# Set out the trail cams!!



## N8ON (Oct 7, 2010)

Went up with some friends today to set up the trail cams. It got me excited. Here are some pics from last year. Hopefully the other two survived, because I know one didn't


----------



## dkhntrdstn (Sep 7, 2007)

nice bucks


----------



## TEX-O-BOB (Sep 12, 2007)

Little early yet... 

Nice buck. They do like em some mineral enhanced sodium...


----------



## ARCHER11 (May 26, 2011)

Nice! Those bucks look familiar... I sent you a PM


----------



## ktowncamo (Aug 27, 2008)

TEX-O-BOB said:


> Little early yet......


Never too early for a little Christmas in the summer. Going to the trail cam is like looking under the Christmas tree and seeing what sort of surprises may be waiting. I realize animals caught on cameras in June and early July (heck, even early Aug) are not likely to be in the same place come hunting season, it's fun and a great way to motivate for a hike on a regular basis. No?
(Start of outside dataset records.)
PR #1280, opened 2026-01-03
Allow 'is' and 'and' as ordinary expressions

### LINKED ISSUE #481: [To be discussed] Allow match guards as boolean expressions

jiribenes:
Resolves #481

`foo is bar` and `true and false` are now parseable expressions on their own, so the example from #481 should now work:
```
while(not(cmd is Some("quit"))) {
  cmd = readCmd()
}
```

A small downside is that we don't want `foo is Some(x)` to _actually_ bind stuff, instead emitting a warning
Also, I haven't really tested this (merely ran tests recommended by Claude), but I think it shouldn't break existing code; we'll see if that's the case after the CI runs.

As a follow-up, I'd also like to add `or` as a keyword for consistency's sake (and then possibly deprecate `&&` and `||` altogether). In addition to that, this makes `is` into a proper keyword instead of a context-sensitive one.

### DIFF
--- a/effekt/shared/src/main/scala/effekt/Parser.scala
+++ b/effekt/shared/src/main/scala/effekt/Parser.scala
@@ -1043,7 +1043,7 @@ class Parser(tokens: Seq[Token], source: Source) {
 
   def isExpr(): Term = nonterminal:
     val scrutinee = relExpr()
-    when(`is`) { desugarIsExpr(scrutinee, matchPattern(), span()) } { scrutinee }
+    when(`is`) { desugarIsExpr(scrutinee, position, matchPattern(), span()) } { scrutinee }
 
   def relExpr(): Term = infix(addExpr, `<=`, `>=`, `<`, `>`)
   def addExpr(): Term = infix(mulExpr, `++`, `+`, `-`)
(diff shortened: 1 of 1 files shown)


jiribenes:
Darn, our parser tests suck. I see a way out of this, but it seems like much more work, so I'll kindly bail :)
(but do ask me if interested in following up)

I've had some great images so far this year. Here's one in a new area I'd never been to, he's one of 7 different bulls I've had visit this spot:









And my first bear cub image:


----------



## Flyfishn247 (Oct 2, 2007)

I have to agree Ktown, I really look forward to checking mine. This is only the second year I have ever put them out, but I really enjoy it. Like you said, it is like the anticipation of Christmas morning. Nice pics BTW.


----------



## kailey29us (May 26, 2011)

I have yet to set my cameras out, I was going to do it last weekend and I am glad I wasn't able to. The Shingle Fire is in the area I was planning on placing my cameras.


----------